Comment 12 for bug 1860531

------- Comment From <email address hidden> 2020-02-06 07:32 EDT-------
After testing, it seems to be that the behaviour of the settings need addl. fixes... Stay tuned.

------- Comment From <email address hidden> 2020-02-06 07:35 EDT-------
OK, to be more precise. You can have the secure= entry in any of the following places:

- in a configuration section:

Example:
[test]
target = /boot
image = /boot/image-test
parmfile = /boot/parmfile-test
secure = 1

- in the menu section:

Example:
:menu1
target = /boot
1 = linux
2 = test
default = 1
prompt = 1
timeout = 0
secure = 1

- in the defaultboot section with defaultauto
when NOT using a menu but generating an auto menu
(this can be seen as a replacement for the :menu section)

Example:
[defaultboot]
defaultauto
target = /boot
default = 1
secure = 1

You are right, the man page is misleading as it combines the [defaultboot] section containing a defaultmenu with the secure= entry. This does not work and we should fix the man page here.

I do not completely understand the following question:

> With multiple menus in zipl.conf: how does zipl -S work?
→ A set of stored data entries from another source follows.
PR #240, opened 2024-02-01
Fix: Consider the CLOSED property of the org-heading for heading-date

vedang:
This property is automatically added to a task when we mark it as DONE. If both DATE as well as CREATED are not available, this is a valuable property to use when determining the date of the new note.


protesilaos:
Sounds good! How about other kids of timestamp? Maybe if they are in the heading? Or `DEADLINE`, `SCHEDULED`? Do these make sense in this case?

The idea is to make it easier for users to benefit from this facility. Though we don't want to overengineer it here.

protesilaos:
All good. Merging this. Thank you!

There is only one active menu in the zipl.conf

But nevertheless "zipl -S" should overwrite every setting from the zipl.conf regardless where secure= is specified.

Also combinations of the various places are possible. The most significant entry wins.
The expected significance of the different positions should be:

"zipl-S " > menu section or "defaultauto" section > configuration section

Hope this clarifies the situation a bit more.